D’altro canto l’elevamento della tassazione delle rendite finanziarie risponde soprattutto a un altro compito fondamentale, quello di impedire che diventi assolutamente conveniente per i capitali indirizzarsi verso la rendita anziché verso il rischio di impresa. Per quanto riguarda la tutela del piccolo risparmio, l’accento va allora posto sulla non retroattività della norma, nel senso che l’aliquota unica, quando finalmente si farà, dovrà agire solo sui rendimenti dei titoli di Stato di nuova emissione.

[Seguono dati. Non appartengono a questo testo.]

PR #366, opened 2017-09-07
Improve movestones

### LINKED ISSUE #261: [Feature Request] Vertical Movestones
I've seen this mentioned a lot on the forums; vertical movestones and sticky vertical movestones would mainly be useful for elevators, but I'm sure there are other uses too.
It would also be useful if they can stick to other movestones, so you could have square movestone platforms all moving in one direction or the other.

DS-Minetest:
Closes #261.


numberZero:
Code split is not necessary, they are almost identical.

DS-Minetest:
Ok, now it isn't split anymore.

numberZero:
@DS-Minetest `register_movestone` and `register_vertical_movestone` differ in 1 line only; why are they separate functions? They aren’t that short!
That line is
```lua
-               local direction = get_movestone_direction_h(rulename)
+               local direction = get_movestone_direction_v(rulename)
```
Why not to pass that function as an argument?
```lua
function mesecon.register_movestone(name, def, is_sticky,
                direction_getter = get_movestone_direction_h)
        local function movestone_move(pos, node, rulename)
                local direction = direction_getter(rulename)
```
If you want `register_vertical_movestone` to be globally available but `get_movestone_direction_v` to be local, you can make the former a wrapper for the backend (`register_movestone`).

DS-Minetest:
@numberZero You are right, thanks.
Changed to use one function.

mesecons_movestones/init.lua
```diff
@@ -8,124 +8,148 @@
...
-		local maxpull = mesecon.setting("movestone_max_pull", 50)
-		local success, stack, oldstack = mesecon.mvps_push(frontpos, direction, maxpush)
-		if success then
-			mesecon.mvps_process_stack(stack)
-			mesecon.mvps_move_objects(frontpos, direction, oldstack)
-		-- Too large stack/stopper in the way: try again very soon
-		else
-			minetest.after(0.05, movestone_move, pos)
+		local success, stack, oldstack = mesecon.mvps_push(frontpos, direction, max_push)
+		if not success then
```
numberZero: Seems to be behavior change: if there is a stopper in the way, which is removed later, the movestone won’t continue moving how it would do before. Am I right?

DS-Minetest: You're right, I haven't thought about that. >_<

numberZero:
check_for_falling is needed

DS-Minetest:
Shouldn't mesecons_mvps call check_for_falling by using `mesecon.register_on_mvps_move`?

DS-Minetest:
#371

PR #367, opened 2017-09-09
mvps: improve object move

### LINKED ISSUE #361: Piston with node doesn't push players/entities with most drawtypes
If you attach a node with a non-default drawtype to the end of a piston, it won't push entities, as shown below:

screenshot_20170907_025221
screenshot_20170907_025232

If there is no node or a full block node, the player/entity will be pushed as expected.

With a nodebox of any size or shape (or any other non-default drawtype e.g. raillike, plantlike), the node will simply clip through any players/entities standing on them, failing to push them up and potentially trapping them.

Edit: It seems that all nodes are treated as if they are full nodes, so if there is a 1/16th slab on a piston, it won't move the entity unless that entity is 2 nodes away from the piston, even if there is space in the adjacent node.

DS-Minetest:
Objects with big collision boxes are moved.
Objects in stack are moved, not only at front. Ergo fixes #361.
~~Objects lying on top of the nodestack aren't moved anymore. Bad?~~ Edit: fixed.

### DIFF
--- a/mesecons_mvps/init.lua
+++ b/mesecons_mvps/init.lua
@@ -205,37 +205,50 @@ end)
 
 function mesecon.mvps_move_objects(pos, dir, nodestack)
 	local objects_to_move = {}
-
-	-- Move object at tip of stack, pushpos is position at tip of stack
-	local pushpos = vector.add(pos, vector.multiply(dir, #nodestack))
-
-	local objects = minetest.get_objects_inside_radius(pushpos, 1)
-	for _, obj in ipairs(objects) do
-		table.insert(objects_to_move, obj)
-	end
-
-	-- Move objects lying/standing on the stack (before it was pushed - oldstack)
-	if tonumber(minetest.setting_get("movement_gravity")) > 0 and dir.y == 0 then
-		-- If gravity positive and dir horizontal, push players standing on the stack
-		for _, n in ipairs(nodestack) do
-			local p_above = vector.add(n.pos, {x=0, y=1, z=0})
-			local objects = minetest.get_objects_inside_radius(p_above, 1)
-			for _, obj in ipairs(objects) do
-				table.insert(objects_to_move, obj)
-			end
+	local dir_k
+	local dir_l
+	for k, v in pairs(dir) do
+		if v ~= 0 then
+			dir_k = k
+			dir_l = v
+			break
 		end
 	end
-
-	for _, obj in ipairs(objects_to_move) do
-		local entity = obj:get_luaentity()
-		if not entity or not mesecon.is_mvps_unmov(entity.name) then
-			local np = vector.add(obj:getpos(), dir)
-
-			--move only if destination is not solid
-			local nn = minetest.get_node(np)
-			if not ((not minetest.registered_nodes[nn.name])
-			or minetest.registered_nodes[nn.name].walkable) then
-				obj:setpos(np)
+	for id, obj in pairs(minetest.object_refs) do
+		local obj_pos = obj:get_pos()
+		local cbox = obj:get_properties().collisionbox
+		local min_pos = vector.add(obj_pos, vector.new(cbox[1], cbox[2], cbox[3]))
+		local max_pos = vector.add(obj_pos, vector.new(cbox[4], cbox[5], cbox[6]))
+		local ok = true
+		for k, v in pairs(pos) do
+			local edge1, edge2
+			if k ~= dir_k then
+				edge1 = v - 0.5
+				edge2 = v + 0.5
+			else
+				edge1 = v - 0.5 * dir_l
+				edge2 = v + (#nodestack + 0.5) * dir_l
+				-- Make sure, edge1 is more than edge2:
+				if edge1 > edge2 then
+					edge1, edge2 = edge2, edge1
+				end
+			end
+			if min_pos[k] > edge2 or max_pos[k] < edge1 then
+				ok = false
+				break
+			end
+		end
+		if ok then
+			local ent = obj:get_luaentity()
+			if not ent or not mesecon.is_mvps_unmov(ent.name) then
+				local np = vector.add(obj_pos, dir)
+				-- Move only if destination is not solid or object is inside stack:
+				local nn = minetest.get_node(np)
+				local node_def = minetest.registered_nodes[nn.name]
+				if (node_def and not node_def.walkable) or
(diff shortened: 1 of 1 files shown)


mesecons_mvps/init.lua
```diff
@@ -205,37 +205,50 @@ end)
...
-				obj:setpos(np)
+		if ok then
+			local ent = obj:get_luaentity()
+			if not ent or not mesecon.is_mvps_unmov(ent.name) then
+				local np = vector.add(obj_pos, dir)
+				-- Move only if destination is not solid or object is inside stack:
+				local nn = minetest.get_node(np)
+				local node_def = minetest.registered_nodes[nn.name]
+				if (node_def and not node_def.walkable) or
+						math.abs(obj_pos[dir_k]) <= #nodestack - 0.5 + math.abs(pos[dir_k]) then
```
numberZero: What if signs of `pos[dir_k]` and `obj_pos[dir_k]` are different?

mesecons_mvps/init.lua
```diff
@@ -205,37 +205,50 @@ end)
...
+		local obj_pos = obj:get_pos()
+		local cbox = obj:get_properties().collisionbox
+		local min_pos = vector.add(obj_pos, vector.new(cbox[1], cbox[2], cbox[3]))
+		local max_pos = vector.add(obj_pos, vector.new(cbox[4], cbox[5], cbox[6]))
+		local ok = true
+		for k, v in pairs(pos) do
+			local edge1, edge2
+			if k ~= dir_k then
+				edge1 = v - 0.5
+				edge2 = v + 0.5
```
numberZero: > Objects lying on top of the nodestack aren't moved anymore. Bad?

You mean, when pushing horizontally? That’s acceptable, but may be fixed by increasing (slightly) constant here, if I understand the code correctly.

mesecons_mvps/init.lua
```diff
@@ -205,37 +205,50 @@ end)
...
+			else
+				edge1 = v - 0.5 * dir_l
+				edge2 = v + (#nodestack + 0.5) * dir_l
+				-- Make sure, edge1 is more than edge2:
+				if edge1 > edge2 then
+					edge1, edge2 = edge2, edge1
+				end
+			end
```
numberZero: `edge`s may be pre-calculated

mesecons_mvps/init.lua
```diff
@@ -205,37 +205,50 @@ end)
...
-
-	-- Move objects lying/standing on the stack (before it was pushed - oldstack)
-	if tonumber(minetest.setting_get("movement_gravity")) > 0 and dir.y == 0 then
-		-- If gravity positive and dir horizontal, push players standing on the stack
-		for _, n in ipairs(nodestack) do
-			local p_above = vector.add(n.pos, {x=0, y=1, z=0})
-			local objects = minetest.get_objects_inside_radius(p_above, 1)
-			for _, obj in ipairs(objects) do
-				table.insert(objects_to_move, obj)
+	for id, obj in pairs(minetest.object_refs) do
```
numberZero: Seems horribly, but that’s the only way; MT itself does the same, all the time...

mesecons_mvps/init.lua
```diff
@@ -205,37 +205,50 @@ end)
...
-			local np = vector.add(obj:getpos(), dir)
-
-			--move only if destination is not solid
-			local nn = minetest.get_node(np)
-			if not ((not minetest.registered_nodes[nn.name])
-			or minetest.registered_nodes[nn.name].walkable) then
-				obj:setpos(np)
+		if ok then
+			local ent = obj:get_luaentity()
+			if not ent or not mesecon.is_mvps_unmov(ent.name) then
```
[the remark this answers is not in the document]
DS-Minetest: `not (ent and …)`

mesecons_mvps/init.lua
DS-Minetest: ?

DS-Minetest: ? This works well enough imo, I can't find a simpler way.

DS-Minetest:
Comments addressed.

mesecons_mvps/init.lua
```diff
@@ -205,37 +205,55 @@ end)
...
-			local np = vector.add(obj:getpos(), dir)
-
-			--move only if destination is not solid
-			local nn = minetest.get_node(np)
-			if not ((not minetest.registered_nodes[nn.name])
-			or minetest.registered_nodes[nn.name].walkable) then
-				obj:setpos(np)
+		if ok then
+			local ent = obj:get_luaentity()
+			if not (ent and mesecon.is_mvps_unmov(ent.name)) then
```
numberZero: Does this work at all?
The correct way seems to be `if ent and not mesecon.is_mvps_unmov(ent.name) then`

mesecons_mvps/init.lua
numberZero: This exact way, but before `for id, obj in pairs(minetest.object_refs) do` and not in the inner loop.

mesecons_mvps/init.lua
```diff
@@ -240,13 +240,18 @@ function mesecon.mvps_move_objects(pos, dir, nodestack)
...
 		if ok then
 			local ent = obj:get_luaentity()
-			if not ent or not mesecon.is_mvps_unmov(ent.name) then
+			if not (ent and mesecon.is_mvps_unmov(ent.name)) then
 				local np = vector.add(obj_pos, dir)
 				-- Move only if destination is not solid or object is inside stack:
 				local nn = minetest.get_node(np)
 				local node_def = minetest.registered_nodes[nn.name]
+				local nodestack_front = (#nodestack - 0.5 + math.abs(pos[dir_k]))
+				nodestack_front = nodestack_front * pos[dir_k]/math.abs(pos[dir_k])
```
numberZero: Weird math. Can you write something simpler? Remember that you have `dir_l`.
Or let me do that (a bit later).

mesecons_mvps/init.lua
DS-Minetest: This is correct, don't forget players.

numberZero: Oh, sorry.
Then the previous variant was better. But such clever code needs a comment, at least.
And, well, there is `is_player`.

DS-Minetest: So, `if obj:is_player() or not mesecon.is_mvps_unmov(obj:get_luaentity().name) then`?

PR #370, opened 2017-09-12
improve some rules

### LINKED ISSUE #369: Pressure plate and solar panel don't power block directly below
Presure plates and solar panels are weird. While they propagate power to the 4 adjacent blocks *below* themselves, they do *not* power the block directly beneath it (nor do they power the block 2 blocks beneath it; I'm not sure if this is intentional).

DS-Minetest:
Fixes #369.


mesecons/presets.lua
```diff
@@ -1,59 +1,84 @@
...
+		rules = mesecon.rotate_rules_up(rules)
+	elseif dir.x == 1 then
+		rules = mesecon.rotate_rules_down(rules)
+	elseif dir.z == -1 then
+		rules = mesecon.rotate_rules_right(mesecon.rotate_rules_up(rules))
+	elseif dir.z == 1 then
+		rules = mesecon.rotate_rules_left(mesecon.rotate_rules_up(rules))
 	end
 	return rules
 end
```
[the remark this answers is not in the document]
DS-Minetest: Problematically `presets.lua` is loaden after `internal.lua` since `internal.lua` needs the preset rules.

mesecons/presets.lua
```diff
@@ -45,42 +45,44 @@ mesecon.rules.alldirs = {
...
-	elseif dir.z == 1 then
-		rules = mesecon.rotate_rules_right(rules)
-	elseif dir.y == -1 then
-		rules = mesecon.rotate_rules_up(rules)
-	elseif dir.y == 1 then
-		rules = mesecon.rotate_rules_down(rules)
-	end
-	return rules
+local rules_wallmounted, rules_buttonlike = {}, {}
+minetest.after(0, function() -- The rotate_rules functions are not yet loaden.
```
numberZero: Er, what? Are you really sure these tables may not be ever used before the server loads?

Really, `rotate_rules_*` should be in `util.lua`, somewhere near `flattenrules`. Dunno how could they appear in `internal.lua`.

DS-Minetest: You're right, I'll move them.

PR #371, opened 2017-10-08
check for falling on mvps_move

DS-Minetest:
~~The falling object is pushed after spawning by current pistons and movestones. Is that bad?~~

### DIFF
--- a/mesecons_mvps/init.lua
+++ b/mesecons_mvps/init.lua
@@ -205,12 +205,6 @@ function mesecon.mvps_push_or_pull(pos, stackdir, movedir, maximum, all_pull_sti
 	return true, nodes, oldstack
 end
 
-mesecon.register_on_mvps_move(function(moved_nodes)
-	for _, n in ipairs(moved_nodes) do
-		mesecon.on_placenode(n.pos, n.node)
-	end
-end)
-
 function mesecon.mvps_move_objects(pos, dir, nodestack)
 	local objects_to_move = {}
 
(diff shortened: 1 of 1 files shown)


numberZero:
Yes that’s bad. E.g. it can skip an 1-node-width hole.
To fix that, you need to call `check_for_falling` after moving objects.

DS-Minetest:
Can maybe be done with `minetest.after`.

DS-Minetest:
Done, works.

numberZero:
screenshot_20171015_165832

DS-Minetest:
Can this also be reproduced with only one movestone?

Hm, maybe the first one fell but was pushed and as the signal turned off the second one fell.

numberZero:
I think (haven’t tested, though) that the function you passed to `minetest.after` was called *after* all these movestones moved the stack. That might also happen with several pistons chained.

BTW, you call `minetest.after` for each and every node in the stack... Isn’t that too much?

*Just realized:* the effect I noticed is desirable. Would the node start falling *between* moves, it still would be moved as an object. So the only problem remains is tons of `after`, but it seems to be fairly lightweight. And while it would be lost on server crash, the whole movement may not be considered as performed correctly in that case, so not a problem IMO.

mesecons_mvps/init.lua
```diff
@@ -258,6 +252,11 @@ mesecon.register_on_mvps_move(mesecon.move_hot_nodes)
 mesecon.register_on_mvps_move(function(moved_nodes)
 	for i = 1, #moved_nodes do
 		local moved_node = moved_nodes[i]
+		mesecon.on_placenode(moved_node.pos, moved_node.node)
+		minetest.after(0, function()
+			minetest.check_for_falling(moved_node.oldpos)
+			minetest.check_for_falling(moved_node.pos)
```
numberZero: Why checking `oldpos`? The node isn’t there anymore.

DS-Minetest: After a node is pulled, there might have been falling nodes above it.

PR #374, opened 2017-10-08
mvps: pull objects

### LINKED ISSUE #373: Sticky MVPS don’t pull objects
@DS-Minetest

DS-Minetest:
Fixes #373.

### DIFF
--- a/mesecons_movestones/init.lua
+++ b/mesecons_movestones/init.lua
@@ -50,7 +50,6 @@ function mesecon.register_movestone(name, def, is_sticky, is_vertical)
 			minetest.get_node_timer(pos):start(timer_interval)
 			return
 		end
-		mesecon.mvps_process_stack(stack)
 		mesecon.mvps_move_objects(frontpos, direction, oldstack)
 
 		-- ### Step 2: Move the movestone ###
@@ -61,9 +60,13 @@ function mesecon.register_movestone(name, def, is_sticky, is_vertical)
 		minetest.get_node_timer(frontpos):start(timer_interval)
 
 		-- ### Step 3: If sticky, pull stack behind ###
-		if is_sticky then
-			local backpos = vector.subtract(pos, direction)
-			mesecon.mvps_pull_all(backpos, direction, max_pull)
+		if not is_sticky then
+			return
+		end
+		local backpos = vector.subtract(pos, direction)
+		success, stack, oldstack = mesecon.mvps_pull_all(backpos, direction, max_pull)
+		if success then
+			mesecon.mvps_move_objects(backpos, vector.multiply(direction, -1), oldstack, -1)
 		end
 	end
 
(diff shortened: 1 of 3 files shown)


mesecons_movestones/init.lua
```diff
@@ -50,7 +50,6 @@ function mesecon.register_movestone(name, def, is_sticky, is_vertical)
 			minetest.get_node_timer(pos):start(timer_interval)
 			return
 		end
-		mesecon.mvps_process_stack(stack)
```
numberZero: Why removed?

mesecons_movestones/init.lua
```diff
@@ -61,9 +60,13 @@ function mesecon.register_movestone(name, def, is_sticky, is_vertical)
...
-		if is_sticky then
-			local backpos = vector.subtract(pos, direction)
-			mesecon.mvps_pull_all(backpos, direction, max_pull)
+		if not is_sticky then
+			return
+		end
+		local backpos = vector.subtract(pos, direction)
+		success, stack, oldstack = mesecon.mvps_pull_all(backpos, direction, max_pull)
+		if success then
+			mesecon.mvps_move_objects(backpos, vector.multiply(direction, -1), oldstack, -1)
```
numberZero: Looks strange, but acceptable.

mesecons_movestones/init.lua
DS-Minetest: This function isn't needed anymore since `mesecon.mvps_push` was before already called [which calls `mesecon.mvps_push_or_pull`](https://github.com/minetest-mods/mesecons/blob/7094f0b6065cb657de743fc6a919129a67bc079f/mesecons_mvps/init.lua#L138L140) [which calls `on_mvps_move`](https://github.com/minetest-mods/mesecons/blob/7094f0b6065cb657de743fc6a919129a67bc079f/mesecons_mvps/init.lua#L203) [which calls the same](https://github.com/minetest-mods/mesecons/blob/7094f0b6065cb657de743fc6a919129a67bc079f/mesecons_mvps/init.lua#L208L212) [as `mesecon.mvps_process_stack` does](https://github.com/minetest-mods/mesecons/blob/7094f0b6065cb657de743fc6a919129a67bc079f/mesecons_mvps/init.lua#L49L54).

numberZero: Okay then

numberZero:
It was pulling objects 1 node far from the stack being pulled (that’s OK for pushing, though). I fixed that.
@DS-Minetest okay?

DS-Minetest:
Um, shouldn't it pull anything in front of the stack?

numberZero:
IMO, that doesn’t make much sense. While pushing objects in front of the stack is obviously correct, as they would be crossed by the stack otherwise (assuming it consists of solid nodes), pulling objects not in the stack looks strangely.

numberZero:
59273d5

All’obiezione, in sé non peregrina, che in questo modo si potrebbe dare vita ad un mercato duale dei titoli di Stato, si può rispondere prevedendo che la nuova tassazione dovrebbe comunque applicarsi anche ai rendimenti dei titoli di precedente emissione, qualora questi venissero venduti. Il che si potrebbe fare, se vi fosse la volontà politica e la determinazione necessarie, anche nel contesto della prossima sessione di bilancio.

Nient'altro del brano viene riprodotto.